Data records
-------------------------
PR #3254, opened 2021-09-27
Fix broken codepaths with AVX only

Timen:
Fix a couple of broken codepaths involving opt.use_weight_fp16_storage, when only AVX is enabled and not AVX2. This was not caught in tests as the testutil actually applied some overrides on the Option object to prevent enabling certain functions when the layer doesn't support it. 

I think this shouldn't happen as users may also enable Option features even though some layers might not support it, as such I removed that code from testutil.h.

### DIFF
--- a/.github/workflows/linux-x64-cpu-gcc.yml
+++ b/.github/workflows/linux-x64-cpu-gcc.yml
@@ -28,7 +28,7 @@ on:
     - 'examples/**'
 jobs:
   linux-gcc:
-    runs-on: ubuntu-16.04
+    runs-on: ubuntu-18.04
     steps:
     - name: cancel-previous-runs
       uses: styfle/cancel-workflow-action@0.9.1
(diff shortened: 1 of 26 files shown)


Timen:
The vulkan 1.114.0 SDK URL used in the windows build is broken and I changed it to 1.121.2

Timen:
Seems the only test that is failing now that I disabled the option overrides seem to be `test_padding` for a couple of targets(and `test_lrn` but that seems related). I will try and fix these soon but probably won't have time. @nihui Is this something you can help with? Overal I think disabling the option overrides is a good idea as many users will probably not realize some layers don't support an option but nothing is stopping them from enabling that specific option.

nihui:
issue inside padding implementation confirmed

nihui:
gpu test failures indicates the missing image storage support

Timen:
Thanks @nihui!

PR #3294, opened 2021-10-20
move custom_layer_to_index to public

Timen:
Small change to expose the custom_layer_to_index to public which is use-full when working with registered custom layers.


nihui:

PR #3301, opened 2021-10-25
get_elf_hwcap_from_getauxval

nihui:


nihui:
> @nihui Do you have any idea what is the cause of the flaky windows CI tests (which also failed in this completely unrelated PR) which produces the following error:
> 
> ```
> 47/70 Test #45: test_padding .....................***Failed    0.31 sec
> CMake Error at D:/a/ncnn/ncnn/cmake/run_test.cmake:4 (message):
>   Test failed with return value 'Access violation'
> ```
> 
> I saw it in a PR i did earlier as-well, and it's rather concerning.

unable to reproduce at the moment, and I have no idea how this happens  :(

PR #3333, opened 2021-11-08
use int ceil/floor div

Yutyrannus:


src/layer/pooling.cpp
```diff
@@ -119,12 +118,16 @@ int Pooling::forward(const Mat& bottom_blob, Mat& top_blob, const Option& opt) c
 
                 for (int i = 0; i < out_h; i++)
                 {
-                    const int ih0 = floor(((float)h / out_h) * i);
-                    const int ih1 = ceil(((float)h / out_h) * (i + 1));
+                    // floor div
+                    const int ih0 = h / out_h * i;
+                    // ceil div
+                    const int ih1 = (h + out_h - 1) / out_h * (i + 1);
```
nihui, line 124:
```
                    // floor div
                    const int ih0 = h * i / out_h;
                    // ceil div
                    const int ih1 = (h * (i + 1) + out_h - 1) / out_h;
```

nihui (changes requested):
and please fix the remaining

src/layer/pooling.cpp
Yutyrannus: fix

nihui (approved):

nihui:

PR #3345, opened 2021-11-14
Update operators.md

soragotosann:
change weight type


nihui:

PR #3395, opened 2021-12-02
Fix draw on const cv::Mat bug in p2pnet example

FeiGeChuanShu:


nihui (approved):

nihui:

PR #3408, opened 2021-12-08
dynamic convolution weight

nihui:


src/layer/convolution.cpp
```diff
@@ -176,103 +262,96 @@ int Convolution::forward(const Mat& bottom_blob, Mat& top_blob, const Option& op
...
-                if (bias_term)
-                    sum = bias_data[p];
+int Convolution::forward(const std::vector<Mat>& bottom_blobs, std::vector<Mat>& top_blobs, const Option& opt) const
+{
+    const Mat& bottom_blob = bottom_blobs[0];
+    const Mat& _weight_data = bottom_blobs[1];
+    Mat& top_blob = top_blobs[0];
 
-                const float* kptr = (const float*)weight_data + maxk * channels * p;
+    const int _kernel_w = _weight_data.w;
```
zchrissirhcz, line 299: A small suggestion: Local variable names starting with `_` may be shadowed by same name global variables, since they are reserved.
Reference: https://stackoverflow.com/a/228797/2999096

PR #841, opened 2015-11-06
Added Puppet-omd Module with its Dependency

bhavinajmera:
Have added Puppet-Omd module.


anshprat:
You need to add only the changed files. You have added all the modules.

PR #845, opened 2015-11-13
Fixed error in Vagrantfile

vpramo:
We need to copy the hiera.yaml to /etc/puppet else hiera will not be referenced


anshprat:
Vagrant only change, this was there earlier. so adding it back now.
-------------------------
== Problem to work on ==
Where a line above contains the word "earlier", show that line.

== Response to the exercise ==
> I saw it in a PR i did earlier as-well, and it's rather concerning.
Vagrant only change, this was there earlier. so adding it back now.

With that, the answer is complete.